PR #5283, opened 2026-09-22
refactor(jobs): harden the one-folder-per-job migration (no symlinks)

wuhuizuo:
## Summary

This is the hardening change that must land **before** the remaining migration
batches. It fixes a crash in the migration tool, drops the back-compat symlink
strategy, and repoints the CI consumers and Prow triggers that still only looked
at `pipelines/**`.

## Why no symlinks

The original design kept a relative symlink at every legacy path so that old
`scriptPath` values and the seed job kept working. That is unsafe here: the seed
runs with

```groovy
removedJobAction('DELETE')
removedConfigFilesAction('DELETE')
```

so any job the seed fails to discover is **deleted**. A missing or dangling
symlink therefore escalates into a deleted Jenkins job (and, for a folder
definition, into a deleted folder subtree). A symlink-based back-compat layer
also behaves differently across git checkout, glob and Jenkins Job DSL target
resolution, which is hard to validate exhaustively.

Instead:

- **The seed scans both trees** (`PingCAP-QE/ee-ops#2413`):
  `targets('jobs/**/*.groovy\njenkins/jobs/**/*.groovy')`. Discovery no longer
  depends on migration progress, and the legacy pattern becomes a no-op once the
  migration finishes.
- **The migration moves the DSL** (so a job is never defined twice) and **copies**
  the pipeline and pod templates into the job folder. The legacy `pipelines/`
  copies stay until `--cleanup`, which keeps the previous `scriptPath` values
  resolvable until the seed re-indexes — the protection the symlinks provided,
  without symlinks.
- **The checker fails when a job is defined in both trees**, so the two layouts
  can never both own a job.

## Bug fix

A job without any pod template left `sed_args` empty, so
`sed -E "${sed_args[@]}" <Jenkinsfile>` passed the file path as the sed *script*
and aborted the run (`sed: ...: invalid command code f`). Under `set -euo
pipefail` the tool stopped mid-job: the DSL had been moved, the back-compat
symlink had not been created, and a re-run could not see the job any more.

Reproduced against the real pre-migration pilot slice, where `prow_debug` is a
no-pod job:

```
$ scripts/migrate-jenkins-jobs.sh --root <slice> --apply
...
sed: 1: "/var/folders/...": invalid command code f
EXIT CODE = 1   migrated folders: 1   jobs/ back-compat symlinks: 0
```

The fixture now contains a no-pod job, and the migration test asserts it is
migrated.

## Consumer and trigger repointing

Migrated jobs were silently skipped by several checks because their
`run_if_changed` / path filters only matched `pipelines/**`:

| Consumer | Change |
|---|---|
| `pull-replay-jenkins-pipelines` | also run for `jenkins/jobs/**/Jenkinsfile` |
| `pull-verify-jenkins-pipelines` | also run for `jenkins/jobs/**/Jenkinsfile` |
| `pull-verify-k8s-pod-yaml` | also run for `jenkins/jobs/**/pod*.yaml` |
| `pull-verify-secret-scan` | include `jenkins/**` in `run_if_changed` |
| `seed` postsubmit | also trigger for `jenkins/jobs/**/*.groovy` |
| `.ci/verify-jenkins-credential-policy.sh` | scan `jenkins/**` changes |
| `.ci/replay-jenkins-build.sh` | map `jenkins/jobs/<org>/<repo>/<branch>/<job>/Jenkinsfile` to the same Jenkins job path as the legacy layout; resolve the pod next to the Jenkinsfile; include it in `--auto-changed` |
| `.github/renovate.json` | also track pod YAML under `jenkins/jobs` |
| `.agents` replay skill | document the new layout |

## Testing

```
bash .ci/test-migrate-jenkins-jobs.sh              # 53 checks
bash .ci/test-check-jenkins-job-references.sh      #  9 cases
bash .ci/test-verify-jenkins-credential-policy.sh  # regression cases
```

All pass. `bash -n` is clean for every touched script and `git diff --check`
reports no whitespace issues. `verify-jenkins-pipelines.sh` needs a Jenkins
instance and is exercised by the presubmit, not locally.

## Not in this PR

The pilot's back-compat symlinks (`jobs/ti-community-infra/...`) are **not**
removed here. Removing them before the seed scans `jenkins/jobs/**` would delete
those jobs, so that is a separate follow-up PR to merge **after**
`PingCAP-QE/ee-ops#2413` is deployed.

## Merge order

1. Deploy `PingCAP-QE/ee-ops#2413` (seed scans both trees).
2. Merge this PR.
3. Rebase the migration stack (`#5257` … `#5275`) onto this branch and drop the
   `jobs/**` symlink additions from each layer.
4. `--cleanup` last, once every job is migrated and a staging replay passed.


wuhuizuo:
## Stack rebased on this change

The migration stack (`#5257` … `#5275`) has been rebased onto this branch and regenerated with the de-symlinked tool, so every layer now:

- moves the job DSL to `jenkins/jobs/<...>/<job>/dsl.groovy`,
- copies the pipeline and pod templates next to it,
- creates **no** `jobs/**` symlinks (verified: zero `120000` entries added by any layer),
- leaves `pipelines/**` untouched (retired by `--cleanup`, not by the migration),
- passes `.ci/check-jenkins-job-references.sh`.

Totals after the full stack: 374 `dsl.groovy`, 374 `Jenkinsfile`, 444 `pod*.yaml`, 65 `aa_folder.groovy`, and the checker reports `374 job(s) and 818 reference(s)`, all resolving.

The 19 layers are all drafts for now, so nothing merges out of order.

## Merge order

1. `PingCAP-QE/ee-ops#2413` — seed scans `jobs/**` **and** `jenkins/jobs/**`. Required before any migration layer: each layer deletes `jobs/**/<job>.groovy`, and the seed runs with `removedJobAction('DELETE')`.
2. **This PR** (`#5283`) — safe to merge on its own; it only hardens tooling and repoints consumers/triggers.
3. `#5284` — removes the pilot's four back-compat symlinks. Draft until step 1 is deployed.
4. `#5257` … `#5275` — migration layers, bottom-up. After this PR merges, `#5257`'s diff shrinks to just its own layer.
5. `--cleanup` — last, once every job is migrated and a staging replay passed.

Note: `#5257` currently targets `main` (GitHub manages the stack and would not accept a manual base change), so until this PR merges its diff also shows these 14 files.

_AIM OF THE EXERCISE_
Repeat only the lines above, from the first line of the entries through the line that contains "Discovery no longer", including both ends.

_TASK SOLUTION_
PR #5283, opened 2026-09-22
refactor(jobs): harden the one-folder-per-job migration (no symlinks)

wuhuizuo:
## Summary

This is the hardening change that must land **before** the remaining migration
batches. It fixes a crash in the migration tool, drops the back-compat symlink
strategy, and repoints the CI consumers and Prow triggers that still only looked
at `pipelines/**`.

## Why no symlinks

The original design kept a relative symlink at every legacy path so that old
`scriptPath` values and the seed job kept working. That is unsafe here: the seed
runs with

```groovy
removedJobAction('DELETE')
removedConfigFilesAction('DELETE')
```

so any job the seed fails to discover is **deleted**. A missing or dangling
symlink therefore escalates into a deleted Jenkins job (and, for a folder
definition, into a deleted folder subtree). A symlink-based back-compat layer
also behaves differently across git checkout, glob and Jenkins Job DSL target
resolution, which is hard to validate exhaustively.

Instead:

- **The seed scans both trees** (`PingCAP-QE/ee-ops#2413`):
  `targets('jobs/**/*.groovy\njenkins/jobs/**/*.groovy')`. Discovery no longer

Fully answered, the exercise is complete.